After finding the line with "- [ ] Tests added/updated." in the entries below, retype exactly each line from there through the line with "Might be because", including that final line.

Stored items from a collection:
= Beginning of Section =

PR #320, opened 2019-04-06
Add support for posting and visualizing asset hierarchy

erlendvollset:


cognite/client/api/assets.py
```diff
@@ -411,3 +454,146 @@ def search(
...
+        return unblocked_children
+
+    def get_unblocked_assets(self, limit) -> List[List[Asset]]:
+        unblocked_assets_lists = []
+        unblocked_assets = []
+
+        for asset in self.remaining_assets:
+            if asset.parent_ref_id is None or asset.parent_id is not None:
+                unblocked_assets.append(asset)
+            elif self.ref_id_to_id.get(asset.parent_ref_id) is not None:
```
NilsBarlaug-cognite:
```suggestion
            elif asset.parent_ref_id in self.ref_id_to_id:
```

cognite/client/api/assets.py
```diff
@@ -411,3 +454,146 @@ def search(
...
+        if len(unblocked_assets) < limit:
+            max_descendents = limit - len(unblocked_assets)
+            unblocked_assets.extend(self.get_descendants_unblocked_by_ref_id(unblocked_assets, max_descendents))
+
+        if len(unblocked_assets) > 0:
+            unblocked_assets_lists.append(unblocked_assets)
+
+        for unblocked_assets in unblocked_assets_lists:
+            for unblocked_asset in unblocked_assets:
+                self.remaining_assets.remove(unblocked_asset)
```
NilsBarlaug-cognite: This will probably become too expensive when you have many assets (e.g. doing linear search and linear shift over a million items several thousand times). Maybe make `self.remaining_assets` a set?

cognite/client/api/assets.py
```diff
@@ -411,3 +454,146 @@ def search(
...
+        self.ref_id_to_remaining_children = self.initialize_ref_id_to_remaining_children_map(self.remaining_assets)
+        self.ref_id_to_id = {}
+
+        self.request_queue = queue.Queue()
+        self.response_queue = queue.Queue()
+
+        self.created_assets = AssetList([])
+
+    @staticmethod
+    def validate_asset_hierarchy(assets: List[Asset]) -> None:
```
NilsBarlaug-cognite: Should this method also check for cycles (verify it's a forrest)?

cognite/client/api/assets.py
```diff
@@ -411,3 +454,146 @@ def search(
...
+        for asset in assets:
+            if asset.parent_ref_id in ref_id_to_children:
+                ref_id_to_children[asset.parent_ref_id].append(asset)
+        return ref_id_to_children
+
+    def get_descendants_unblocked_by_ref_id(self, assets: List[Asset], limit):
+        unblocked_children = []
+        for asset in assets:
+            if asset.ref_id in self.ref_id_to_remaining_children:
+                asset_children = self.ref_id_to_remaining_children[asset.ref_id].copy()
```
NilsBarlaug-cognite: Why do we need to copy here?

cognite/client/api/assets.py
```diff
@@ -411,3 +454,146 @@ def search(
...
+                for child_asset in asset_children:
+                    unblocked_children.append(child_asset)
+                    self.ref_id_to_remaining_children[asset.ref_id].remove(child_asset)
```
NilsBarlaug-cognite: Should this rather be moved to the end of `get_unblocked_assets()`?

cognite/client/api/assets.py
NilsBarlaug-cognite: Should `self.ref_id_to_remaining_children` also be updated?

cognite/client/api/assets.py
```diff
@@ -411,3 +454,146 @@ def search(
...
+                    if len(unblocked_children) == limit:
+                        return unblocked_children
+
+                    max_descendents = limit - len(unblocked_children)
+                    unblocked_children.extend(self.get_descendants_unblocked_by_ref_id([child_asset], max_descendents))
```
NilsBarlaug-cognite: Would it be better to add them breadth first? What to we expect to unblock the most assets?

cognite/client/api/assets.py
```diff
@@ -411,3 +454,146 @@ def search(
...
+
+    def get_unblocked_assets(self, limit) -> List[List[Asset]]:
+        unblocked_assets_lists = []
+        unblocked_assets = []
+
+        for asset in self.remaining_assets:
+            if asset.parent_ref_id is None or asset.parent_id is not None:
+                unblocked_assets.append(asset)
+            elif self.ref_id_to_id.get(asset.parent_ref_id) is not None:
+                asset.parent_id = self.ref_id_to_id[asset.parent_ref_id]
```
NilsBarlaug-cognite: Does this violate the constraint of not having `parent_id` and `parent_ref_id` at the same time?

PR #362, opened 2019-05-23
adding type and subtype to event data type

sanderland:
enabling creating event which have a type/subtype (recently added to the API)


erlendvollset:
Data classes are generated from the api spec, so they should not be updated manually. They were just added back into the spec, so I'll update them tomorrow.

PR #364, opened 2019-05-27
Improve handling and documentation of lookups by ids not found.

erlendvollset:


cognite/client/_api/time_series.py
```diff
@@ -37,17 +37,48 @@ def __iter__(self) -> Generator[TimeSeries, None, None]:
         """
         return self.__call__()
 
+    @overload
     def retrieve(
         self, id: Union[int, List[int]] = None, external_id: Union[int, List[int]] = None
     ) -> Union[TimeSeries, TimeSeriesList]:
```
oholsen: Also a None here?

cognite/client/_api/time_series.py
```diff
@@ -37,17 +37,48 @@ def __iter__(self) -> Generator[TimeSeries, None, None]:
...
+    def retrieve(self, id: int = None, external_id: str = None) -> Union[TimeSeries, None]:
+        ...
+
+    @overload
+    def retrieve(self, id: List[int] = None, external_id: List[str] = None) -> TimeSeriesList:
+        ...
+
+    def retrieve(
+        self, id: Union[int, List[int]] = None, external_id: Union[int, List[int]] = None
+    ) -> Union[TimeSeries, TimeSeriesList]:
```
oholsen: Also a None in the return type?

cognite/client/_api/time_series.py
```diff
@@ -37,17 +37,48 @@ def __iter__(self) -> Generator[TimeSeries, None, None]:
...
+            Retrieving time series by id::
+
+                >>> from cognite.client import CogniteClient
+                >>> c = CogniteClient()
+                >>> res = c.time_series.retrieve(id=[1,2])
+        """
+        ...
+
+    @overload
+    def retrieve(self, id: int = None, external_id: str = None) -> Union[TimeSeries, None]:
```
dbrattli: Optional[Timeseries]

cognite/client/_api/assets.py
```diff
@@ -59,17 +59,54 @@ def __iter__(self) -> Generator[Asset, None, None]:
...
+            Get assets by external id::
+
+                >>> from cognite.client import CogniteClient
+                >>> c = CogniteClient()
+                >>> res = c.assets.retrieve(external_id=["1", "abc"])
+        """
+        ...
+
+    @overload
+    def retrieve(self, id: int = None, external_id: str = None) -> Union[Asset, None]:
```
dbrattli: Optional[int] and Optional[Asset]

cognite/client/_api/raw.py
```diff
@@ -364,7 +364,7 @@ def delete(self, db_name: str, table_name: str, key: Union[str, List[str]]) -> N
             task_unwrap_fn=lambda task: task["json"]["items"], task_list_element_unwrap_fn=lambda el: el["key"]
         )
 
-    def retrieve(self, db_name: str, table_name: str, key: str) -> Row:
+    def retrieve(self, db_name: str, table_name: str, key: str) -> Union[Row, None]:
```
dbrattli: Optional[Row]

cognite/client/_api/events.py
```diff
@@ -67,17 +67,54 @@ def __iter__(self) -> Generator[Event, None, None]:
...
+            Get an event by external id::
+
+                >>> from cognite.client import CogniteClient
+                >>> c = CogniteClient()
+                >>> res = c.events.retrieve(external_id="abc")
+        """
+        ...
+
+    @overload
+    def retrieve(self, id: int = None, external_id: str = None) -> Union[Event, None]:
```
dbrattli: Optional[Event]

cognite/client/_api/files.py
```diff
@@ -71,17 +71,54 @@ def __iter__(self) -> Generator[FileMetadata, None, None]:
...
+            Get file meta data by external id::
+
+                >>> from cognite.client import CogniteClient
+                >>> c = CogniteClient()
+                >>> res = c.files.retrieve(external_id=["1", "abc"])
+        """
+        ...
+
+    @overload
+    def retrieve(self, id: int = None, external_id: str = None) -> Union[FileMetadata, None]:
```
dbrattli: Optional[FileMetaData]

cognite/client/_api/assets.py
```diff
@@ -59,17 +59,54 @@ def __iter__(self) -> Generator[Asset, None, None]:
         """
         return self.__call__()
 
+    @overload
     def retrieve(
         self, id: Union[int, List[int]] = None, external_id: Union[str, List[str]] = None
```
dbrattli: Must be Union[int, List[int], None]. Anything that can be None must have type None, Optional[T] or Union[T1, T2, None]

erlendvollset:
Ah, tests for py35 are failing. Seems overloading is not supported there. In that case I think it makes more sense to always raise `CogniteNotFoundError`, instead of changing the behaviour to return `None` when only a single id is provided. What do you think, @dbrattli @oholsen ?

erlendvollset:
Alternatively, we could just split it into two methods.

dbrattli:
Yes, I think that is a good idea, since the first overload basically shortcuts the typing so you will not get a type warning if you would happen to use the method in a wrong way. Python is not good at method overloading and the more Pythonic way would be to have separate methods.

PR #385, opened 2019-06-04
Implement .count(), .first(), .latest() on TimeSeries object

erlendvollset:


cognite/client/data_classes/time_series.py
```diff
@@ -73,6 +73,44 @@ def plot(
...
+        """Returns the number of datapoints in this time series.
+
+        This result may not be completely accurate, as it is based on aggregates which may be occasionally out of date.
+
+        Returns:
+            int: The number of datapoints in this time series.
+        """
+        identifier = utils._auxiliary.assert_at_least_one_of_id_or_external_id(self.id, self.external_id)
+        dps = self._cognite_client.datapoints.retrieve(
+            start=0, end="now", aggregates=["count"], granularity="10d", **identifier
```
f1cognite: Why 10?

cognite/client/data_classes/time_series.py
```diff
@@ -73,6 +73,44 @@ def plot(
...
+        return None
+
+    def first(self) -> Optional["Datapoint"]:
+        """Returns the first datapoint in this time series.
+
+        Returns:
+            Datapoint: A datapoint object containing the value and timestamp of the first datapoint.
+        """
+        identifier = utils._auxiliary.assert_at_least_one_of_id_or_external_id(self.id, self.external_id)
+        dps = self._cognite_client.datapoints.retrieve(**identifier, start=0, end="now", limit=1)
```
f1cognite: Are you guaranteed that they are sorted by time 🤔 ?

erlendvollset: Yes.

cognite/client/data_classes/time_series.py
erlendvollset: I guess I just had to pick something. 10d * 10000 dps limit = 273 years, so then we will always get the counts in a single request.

= End of Section =
= Beginning of Section =

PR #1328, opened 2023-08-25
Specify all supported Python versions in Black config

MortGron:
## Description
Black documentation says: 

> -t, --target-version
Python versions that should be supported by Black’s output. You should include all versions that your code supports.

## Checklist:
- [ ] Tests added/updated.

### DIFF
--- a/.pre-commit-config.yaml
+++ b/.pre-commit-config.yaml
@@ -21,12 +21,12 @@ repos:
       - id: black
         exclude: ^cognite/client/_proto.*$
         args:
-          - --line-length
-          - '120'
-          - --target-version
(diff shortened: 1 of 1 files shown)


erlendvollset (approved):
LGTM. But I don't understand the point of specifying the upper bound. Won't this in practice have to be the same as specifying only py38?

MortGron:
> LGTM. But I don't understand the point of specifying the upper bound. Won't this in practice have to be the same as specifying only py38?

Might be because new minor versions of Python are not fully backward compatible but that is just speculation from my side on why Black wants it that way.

= End of Section =
= Beginning of Section =

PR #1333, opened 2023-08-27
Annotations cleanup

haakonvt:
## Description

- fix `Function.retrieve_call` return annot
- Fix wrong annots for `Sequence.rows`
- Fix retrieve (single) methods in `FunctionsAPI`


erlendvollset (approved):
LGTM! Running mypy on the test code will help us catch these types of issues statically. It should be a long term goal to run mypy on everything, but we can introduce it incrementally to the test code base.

= End of Section =

SOLUTION FOR THIS EXERCISE:
- [ ] Tests added/updated.

### DIFF
--- a/.pre-commit-config.yaml
+++ b/.pre-commit-config.yaml
@@ -21,12 +21,12 @@ repos:
       - id: black
         exclude: ^cognite/client/_proto.*$
         args:
-          - --line-length
-          - '120'
-          - --target-version
(diff shortened: 1 of 1 files shown)


erlendvollset (approved):
LGTM. But I don't understand the point of specifying the upper bound. Won't this in practice have to be the same as specifying only py38?

MortGron:
> LGTM. But I don't understand the point of specifying the upper bound. Won't this in practice have to be the same as specifying only py38?

Might be because new minor versions of Python are not fully backward compatible but that is just speculation from my side on why Black wants it that way.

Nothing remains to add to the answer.